Aim of the exercise —
Please copy, character for character, each line from the beginning of the listing to the line containing "The basic problem", including both.

Data excerpts —
- - -

PR #1065, opened 2017-11-29
Eliminate global per-translation-unit state

sethfowler:
Recently I've been spending some time working on tasks involving translating between different architectures and writing unit tests against those architectures. Some tasks have been far harder than I expected, and I think now might be a good time to refactor things a little to make things easier. Here are the features I'd like to have:

1. We should be able to control whether individual compiler diagnostics are treated as errors, as warnings, or ignored. We should be able to control this via the command line, via pragmas in the program, and in GTest code. We've already implemented most of this internally; I'll pull it into this repo soon.

2. We should be able to parse P4 code and examine the resulting IR without affecting the "primary" program in any way.

3. We should be able to parse P4 code from multiple sources and combine it into a single program easily and flexibly. We should revise our GTest helper functions to use this approach.

This PR is architectural work to enable items 2 and 3. In a second PR, I'll add some new APIs that take advantage of this stuff, but that comes later.

The basic problem I repeatedly run into is that I'd like to combine snippets of code - different translation units, essentially - that either need to be compiled with different settings, or that generate side effects that pollute each other. As an example, I may need to enable a certain architecture and set certain compiler flags while compiling one snippet, while a second snippet may generate a ton of warnings that shouldn't pollute the state of the primary program or the other snippets. In some cases there are ad hoc solutions for these issues, but sometimes they're hard enough to work around that right now we need to use a different approach like generating IR manually.

The approach to fixing this that I've taken in this PR is to either eliminate that state or make it more explicit and controlled. Here are the concrete changes:

- There is no more global `InputSources` singleton. A `SourceInfo` object knows what `InputSources` it's associated with, and any number can exist in the program at one time.
- To hold per-translation-unit state - a "compilation context" - I've added `ICompilerContext`, and a `CompilerContextStack` for them to live in. Rather than accessing globals directly, we can access them through the compilation context stack. The stack can be pushed and popped as you might expect, and there's a RAII class, `AutoCompileContext`, to ensure we keep them properly nested.
- Rather than a global `ErrorReporter` singleton, an `ErrorReporter` now lives in the compilation context.
- `CompilerOptions` and friends also now live in the compilation context, though this doesn't make much of a difference yet because I haven't eliminated the code where we pass them around manually.

With these changes, we can compile a translation unit with different settings just by pushing a new compilation context onto the stack, and any warnings or errors will disappear when we pop that compilation context away. (The user will still see them for now, but item 1 above will give us the tools to fix even that.) Backends which have more per-translation-unit state than just an `ErrorReporter` and a `CompilerOptions` instance can create their own `ICompilerContext` subclasses to hold that data.

That's hopefully enough explanation (if not too much!) - the rest should be clear from the code.

One TODO about this design is that the current interaction between `ICompilerContext` subclasses and `CompilerOptions` subclasses doesn't feel right. If `FooOptions` inherits from `BarOptions` then we need `FooContext` to inherit from `BarContext`, and ideally `FooContext` wouldn't contain an unneeded and unused `BarOptions`! This is dealt with using a template helper in the current code, but I feel like the obvious right thing is to just move the state of the `CompilerOptions` subclasses directly onto the corresponding `ICompilerContext` subclasses. Then normal inheritance would "do the right thing" and no template magic would be needed. I'll deal with this in a later PR, though.


frontends/common/options.h
```diff
@@ -109,4 +109,36 @@ class CompilerOptions : public Util::Options {
     DebugHook getDebugHook() const;
 };
 
+
```
mbudiu-vmw: I expect an `#include` for lib/compile_cointext.h

test/gtest/p4runtime.cpp
```diff
@@ -379,7 +381,7 @@ TEST(P4Runtime, P4_16_MatchFields) {
 #if 0
 // Disabling this test because it does not work without installation
 // see issue https://github.com/p4lang/p4c/issues/924
-TEST(P4Runtime, P4_14_MatchFields) {
+TEST_F(P4Runtime, P4_14_MatchFields) {
```
mbudiu-vmw: How do you feel about fixing this test?

ir/pass_manager.cpp
```diff
@@ -41,7 +41,8 @@ const IR::Node *PassManager::apply_visitor(const IR::Node *program, const char *
                 program = program->apply(**it);
                 LOG3(log_indent << "heap after " << v->name() << ": in use " <<
                      n4(gc_mem_inuse(&maxmem)) << "B, max " << n4(maxmem) << "B");
-                int errors = ErrorReporter::instance.getErrorCount();
+                auto& context = BaseCompileContext::get();
+                int errors = context.errorReporter().getErrorCount();
```
ChrisDodd: perhaps there should be a global `::getErrorCount()` (analogous to the global `::getDiagnosticCount()` that already exists)?

test/gtest/p4runtime.cpp
sethfowler: I plan to fix that in a later patch in this series. We need to just make GTest use the same code for finding included headers that the normal compiler binary uses.

ir/pass_manager.cpp
sethfowler: There actually is, but I didn't update this call site to use it. =) I'll do that.

frontends/common/options.h
sethfowler: Thanks; I'll fix it.

PR #1069, opened 2017-11-30
support another blackbox primitive  in p4-14 type inference

hanw:
This is undoubtfully a hack, but we already have hacks in this file to support type inference on `execute_stateful_` primitives.


hanw:
Good =)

- - -

The answer —
PR #1065, opened 2017-11-29
Eliminate global per-translation-unit state

sethfowler:
Recently I've been spending some time working on tasks involving translating between different architectures and writing unit tests against those architectures. Some tasks have been far harder than I expected, and I think now might be a good time to refactor things a little to make things easier. Here are the features I'd like to have:

1. We should be able to control whether individual compiler diagnostics are treated as errors, as warnings, or ignored. We should be able to control this via the command line, via pragmas in the program, and in GTest code. We've already implemented most of this internally; I'll pull it into this repo soon.

2. We should be able to parse P4 code and examine the resulting IR without affecting the "primary" program in any way.

3. We should be able to parse P4 code from multiple sources and combine it into a single program easily and flexibly. We should revise our GTest helper functions to use this approach.

This PR is architectural work to enable items 2 and 3. In a second PR, I'll add some new APIs that take advantage of this stuff, but that comes later.

The basic problem I repeatedly run into is that I'd like to combine snippets of code - different translation units, essentially - that either need to be compiled with different settings, or that generate side effects that pollute each other. As an example, I may need to enable a certain architecture and set certain compiler flags while compiling one snippet, while a second snippet may generate a ton of warnings that shouldn't pollute the state of the primary program or the other snippets. In some cases there are ad hoc solutions for these issues, but sometimes they're hard enough to work around that right now we need to use a different approach like generating IR manually.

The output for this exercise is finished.